4. Write down a program that evaluates the search result of the query to each document by computing the `inner product` of the query tf-idf representation and each of the tf-idf document. `Display the documents who achieved high score`.
5. Repeat the above reasoning when you use `countVector` instead of tf-idf representation.

In [1]:
!pip install wikipedia

import nltk
from nltk.corpus import stopwords
nltk.download('wordnet')
nltk.download('stopwords')
nltk.download('punkt')

import requests
from bs4 import BeautifulSoup
import re

from warnings import simplefilter
simplefilter(action='ignore', category=FutureWarning)

import numpy as np

from nltk.classify.scikitlearn import SklearnClassifier

from nltk.tokenize import sent_tokenize, word_tokenize
from nltk.stem import PorterStemmer, SnowballStemmer, WordNetLemmatizer

import wikipedia

from urllib.error import HTTPError
from urllib.request import urlopen

from bs4 import BeautifulSoup

from sklearn.feature_extraction.text import CountVectorizer,TfidfVectorizer
from nltk.corpus import stopwords
import string



[nltk_data] Downloading package wordnet to /Users/moinul/nltk_data...
[nltk_data]   Package wordnet is already up-to-date!
[nltk_data] Downloading package stopwords to
[nltk_data]     /Users/moinul/nltk_data...
[nltk_data]   Package stopwords is already up-to-date!
[nltk_data] Downloading package punkt to /Users/moinul/nltk_data...
[nltk_data]   Package punkt is already up-to-date!


In [2]:
Stopwords = list(set(nltk.corpus.stopwords.words('english')))
stemmer = SnowballStemmer("english")
lemmatizer = WordNetLemmatizer()

In [3]:
# Define the URL of the Wikipedia page
url = "https://en.wikipedia.org/wiki/List_of_cities_and_towns_in_Finland"

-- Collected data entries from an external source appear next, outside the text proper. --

PR #240, opened 2023-04-20
Ingredient async and thumbnail support

gpeacock:
Adds Ingredient::from_memory_async, from_stream_async and from_stream_info, set_memory_thumbnail

### DIFF
--- a/sdk/src/ingredient.rs
+++ b/sdk/src/ingredient.rs
@@ -421,25 +421,40 @@ impl Ingredient {
     /// [`ManifestStore`]: crate::ManifestStore
     #[cfg(feature = "file_io")]
     pub fn from_file_info<P: AsRef<Path>>(path: P) -> Self {
-        fn make_id(id_type: &str) -> String {
-            let uuid = Uuid::new_v4();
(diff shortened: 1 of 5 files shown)


sdk/src/ingredient.rs
```diff
@@ -670,7 +693,79 @@ impl Ingredient {
...
+    /// Thumbnail will be set only if one can be retrieved from a previous valid manifest
+    pub async fn from_memory_async(format: &str, buffer: &[u8]) -> Result<Self> {
+        let mut stream = Cursor::new(buffer);
+        Self::from_stream_async(format, &mut stream).await
+    }
+
+    /// Creates an `Ingredient` from a stream (async version).
+    ///
+    /// This does not set title or hash
+    /// Thumbnail will be set only if one can be retrieved from a previous valid manifest
```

# Send an HTTP GET request to the URL
response = requests.get(url)

# Check if the request was successful
if response.status_code == 200:
    # Parse the HTML content of the page using BeautifulSoup
    soup = BeautifulSoup(response.text, 'html.parser')

    # Create a list to store the extracted text
    extracted_text = []

    # Extract text from the main page content
    main_content = soup.find('div', {'class': 'mw-parser-output'})
    for paragraph in main_content.find_all('p'):
        extracted_text.append(paragraph.get_text())

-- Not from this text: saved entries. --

PR #248, opened 2023-05-17
Riff streaming support

mauricefisher64:
Support for RIFF streaming write.  XMP support for RIFF.  Format compatibility changes. 

## Checklist


sdk/src/asset_handlers/riff_io.rs
```diff
@@ -50,6 +52,24 @@ const C2PA_CHUNK_ID: ChunkId = ChunkId {
...
+    value: [0x56, 0x50, 0x38, 0x58],
+}; // VP8X  chunk to hold auxiliary info
+
+const VP8_ID: ChunkId = ChunkId {
+    value: [0x56, 0x50, 0x38, 0x20],
+}; // VP8 chunk
+
+const VP8L_ID: ChunkId = ChunkId {
+    value: [0x56, 0x50, 0x38, 0x4C],
+}; // VP8 chunk
```
scouten-adobe, line 65: Copy/paste error on the label here?

sdk/src/asset_io.rs
```diff
@@ -48,13 +48,59 @@ impl CAIRead for std::io::Cursor<&mut [u8]> {}
 impl CAIRead for std::io::Cursor<Vec<u8>> {}
 impl CAIRead for NamedTempFile {}
 
+// Helper struct to create a concrete type for CAIRead when
+// that is required
+pub struct CAIReadWrapper<'a> {
```
scouten-adobe, line 53: This feels like a workaround and I'm wondering if we can limit its exposure to `pub(crate)` visibility rather than adding it to the API surface.

sdk/src/asset_io.rs
```diff
@@ -48,13 +48,59 @@ impl CAIRead for std::io::Cursor<&mut [u8]> {}
...
 pub trait CAIReadWrite: CAIRead + Write {}
 
 impl CAIReadWrite for std::fs::File {}
 impl CAIReadWrite for std::io::Cursor<&mut [u8]> {}
 impl CAIReadWrite for std::io::Cursor<Vec<u8>> {}
 impl CAIReadWrite for NamedTempFile {}
 
+// Helper struct to create a concrete type for CAIReadWrite when
+// that is required
+pub struct CAIReadWriteWrapper<'a> {
```
scouten-adobe, line 78: Same as for `CAIReadWrapper`.

scouten-adobe (commented):
I'm not famliar with the RIFF file formats, so my comments are more around API surface design.

scouten-adobe:
@dyro would you please also give this a close look since you're working in the asset I/O code these days?

sdk/src/asset_io.rs
mauricefisher64: Some APIs only accept concrete instances.  I agree this does not have to be public. This should go away in a future version of Rust.

mauricefisher64:
Understood, I agree with the comments.  I made those structs pub(crate).

sdk/src/asset_handlers/riff_io.rs
```diff
@@ -61,54 +80,159 @@ where
...
+                // must be even
+                d.push(0);
+            }
+            children_contents.push(ChunkContents::Data(C2PA_CHUNK_ID, d));
         }
 
         Ok(ChunkContents::Children(id, chunk_type, children_contents))
     } else if id == riff::SEQT_ID {
-        let children = read_items(&mut chunk.iter_no_type(file));
+        let children = read_items(&mut chunk.iter_no_type(stream));
```
gpeacock, line 225: nice to see things moving to streams :)

sdk/src/asset_handlers/riff_io.rs
```diff
@@ -198,46 +366,94 @@ impl AssetIO for RiffIO {
...
-            .write(true)
-            .open(asset_path)
-            .map_err(Error::IoError)?;
-        match new_contents.write(&mut output) {
-            Ok(_) => Ok(()),
-            Err(e) => Err(Error::IoError(e)),
-        }
+        new_contents
+            .write(&mut writer)
+            .map_err(|_e| Error::EmbeddingError)?;
```
gpeacock, line 440: This makes it easier to tell where the error happened, but we also lose track of the actual error for things like permissions and such. I'm not sure what our overall policy is for this kind of thing

sdk/src/asset_handlers/riff_io.rs
```diff
@@ -198,46 +366,94 @@ impl AssetIO for RiffIO {
...
+        Ok(())
     }
 
-    fn get_object_locations(
+    fn get_object_locations_from_stream(
```
gpeacock, line 444: hurray!

sdk/src/asset_handlers/riff_io.rs
```diff
@@ -314,38 +526,119 @@ impl RemoteRefEmbed for RiffIO {
...
+                            // save contents
+                            let mut writer = CAIReadWriteWrapper {
+                                reader_writer: output_stream,
+                            };
+                            new_contents
+                                .write(&mut writer)
+                                .map_err(|_e| Error::EmbeddingError)?;
+                            Ok(())
+                        } else {
+                            const MIN_XMP: &str = r#"<?xpacket begin="" id="W5M0MpCehiHzreSzNTczkc9d"?><x:xmpmeta xmlns:x="adobe:ns:meta/" x:xmptk="XMP Core 6.0.0"><rdf:RDF xmlns:rdf="http://www.w3.org/1999/02/22-rdf-syntax-ns#"><rdf:Description rdf:about="" > </rdf:Description></rdf:RDF> </x:xmpmeta> "#;
```
gpeacock, line 591: Probably should have this in some common place, I'd imagine we need to do the same thing whenever there isn't already any XMP. Not important as long as this is the only place, but is it?

sdk/src/asset_handlers/riff_io.rs
```diff
@@ -314,38 +526,119 @@ impl RemoteRefEmbed for RiffIO {
...
-                #[cfg(feature = "xmp_write")]
-                {
-                    match self.riff_format.as_ref() {
-                        "avi" | "wav" => {
-                            crate::embedded_xmp::add_manifest_uri_to_file(asset_path, &manifest_uri)
+                match self.riff_format.as_ref() {
+                    "avi" | "wav" | "webp" => {
+                        if let Some(curr_xmp) = self.read_xmp(input_stream) {
+                            let mut new_xmp = add_provenance(&curr_xmp, &manifest_uri)?;
+                            if new_xmp.len() % 2 == 1 {
```
gpeacock, line 553: This must have been fun to figure out

sdk/src/asset_io.rs
```diff
@@ -48,13 +48,59 @@ impl CAIRead for std::io::Cursor<&mut [u8]> {}
 impl CAIRead for std::io::Cursor<Vec<u8>> {}
 impl CAIRead for NamedTempFile {}
 
+// Helper struct to create a concrete type for CAIRead when
```
gpeacock, line 51: I'm a little unclear on why you need these, but they look well defined. Maybe a little more explanation about when to use them here?

gpeacock (approved):
A few minor comments but nothing requiring a change

sdk/src/asset_handlers/riff_io.rs
mauricefisher64: I won't be the only place.  I will figure it out on the next required case.

sdk/src/asset_io.rs
mauricefisher64: Comment added

sdk/src/asset_handlers/riff_io.rs
mauricefisher64: Now I have the pattern

sdk/src/asset_handlers/riff_io.rs
mauricefisher64: Moved to xmp_utils

sdk/src/asset_handlers/riff_io.rs
mauricefisher64: The mapping here is because of the return type.  Let me see what I can do about this.

sdk/src/asset_handlers/riff_io.rs
mauricefisher64: 👍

    # Extract text from hyperlinks within the page
    for link in main_content.find_all('a', href=True):
        link_url = link['href']
        if link_url.startswith("/wiki/"):
            # Construct the full URL for the linked page
            full_link_url = f"https://en.wikipedia.org{link_url}"
            # Send a request to the linked page and extract its text
            linked_page_response = requests.get(full_link_url)
            if linked_page_response.status_code == 200:
                linked_soup = BeautifulSoup(linked_page_response.text, 'html.parser')
                for paragraph in linked_soup.find_all('p'):
                    extracted_text.append(paragraph.get_text())

    # Save the extracted text to a file
    with open('extracted_text.txt', 'w') as file:
        file.write("\n".join(extracted_text))

    print("Text extraction and saving completed.")
else:
    print("Failed to retrieve the webpage.")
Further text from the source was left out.